[Data excerpts]
"""

PR #16, opened 2021-09-01
Add cfd_protocol crate to workspace

luckysori:
We've added a test which should prove that the spend transactions we generate in the protocol are valid. Some further assertions may be missing at this stage.

Currently it is all test code, so defining useful library APIs will come next. That will also include off-chain renewal of the CFD.

cc @da-kami @klochowicz


cfd_protocol/src/lib.rs
```diff
@@ -1,31 +1,154 @@
...
+use rand::RngCore;
+use rand::{CryptoRng, SeedableRng};
+use rand_chacha::ChaChaRng;
+use secp256k1_zkp::{self, schnorrsig, Signature};
+use secp256k1_zkp::{bitcoin_hashes::sha256t_hash_newtype, SECP256K1};
+use secp256k1_zkp::{bitcoin_hashes::*, EcdsaAdaptorSignature};
+use secp256k1_zkp::{Secp256k1, SecretKey};
+use std::collections::HashMap;
+
+// TODO: Consider extension trait
```
thomaseizinger: +1

cfd_protocol/src/lib.rs
```diff
@@ -1,31 +1,154 @@
...
+
+// NOTE: We have decided to not offer any verification utility because
+// the APIs would be incredibly thin
+
+pub struct Party {
+    pub lock_psbt: PartiallySignedTransaction,
+    pub dlc_pk: PublicKey,
+    pub dlc_amount: Amount,
+    pub address: Address,
+}
```
thomaseizinger: Creating one of these requires funding the psbt correct?

Maybe a extension trait above should already return you a `Party` struct?

thomaseizinger: The wallet could fund the psbt and automatically fill in the address!

cfd_protocol/src/lib.rs
```diff
@@ -646,11 +648,110 @@ mod tests {
...
+                maker_own_pk_hash, taker_publish_pk_hash, taker_rev_pk_hash
+            );
+            let taker_punish_condition = format!(
+                "and_v(v:pkh({}),and_v(v:pkh({}),pk_h({})))",
+                taker_own_pk_hash, maker_publish_pk_hash, maker_rev_pk_hash
+            );
+            let descriptor_str = format!(
+                "wsh(c:or_i(or_i({},{}),{}))",
+                maker_punish_condition, taker_punish_condition, cet_or_refund_condition
+            );
```
thomaseizinger: Have you considered using the miniscript compiler to create a miniscript from a policy instead of handrolling it? Might yield a more optimal version!

cfd_protocol/src/lib.rs
```diff
@@ -558,31 +621,161 @@ mod tests {
...
+            address: &Address,
+            amount: Amount,
+            encisg: EcdsaAdaptorSignature,
+            sk: SecretKey,
+            (revocation_them_sk, revocation_them_pk): (SecretKey, PublicKey),
+            publishing_them_pk: PublicKey,
+            revoked_commit_tx: Transaction,
+        ) -> Result<Self> {
+            // CommitTransaction has only one input
+            let input = revoked_commit_tx.input[0].clone();
```
thomaseizinger: With `Itertools`, you could encode this invariant using `into_iter` and `exactly_one`: https://docs.rs/itertools/0.10.1/itertools/trait.Itertools.html#method.exactly_one

cfd_protocol/src/lib.rs
```diff
@@ -558,31 +621,161 @@ mod tests {
...
+                let witness = witness.as_slice();
+
+                let res = bitcoin::secp256k1::Signature::from_der(&witness[..witness.len() - 1]);
+                match res {
+                    Ok(sig) => sigs.push(sig),
+                    Err(_) => {
+                        continue;
+                    }
+                }
+            }
```
thomaseizinger: Such kind of stuff can be nicely extracted into extension traits so the actual flow of this function is less noisy and composed of more powerful low-level functionality.

cfd_protocol/src/lib.rs
```diff
@@ -558,31 +621,161 @@ mod tests {
...
+                }
+            };
+
+            let digest = Self::compute_digest(&punish_tx, &commit_tx);
+
+            let satisfier = {
+                let mut satisfier = HashMap::with_capacity(3);
+
+                let pk = bitcoin::secp256k1::PublicKey::from_secret_key(SECP256K1, &sk);
+                let pk_hash = hash160::Hash::hash(&pk.serialize()[..]);
```
thomaseizinger: https://docs.rs/bitcoin/0.27.0/bitcoin/util/ecdsa/struct.PublicKey.html#method.pubkey_hash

"""

- **What is expected**
If a line in the data above holds the word "APIs", count it, and give only the final number.

- **Exercise solution**
2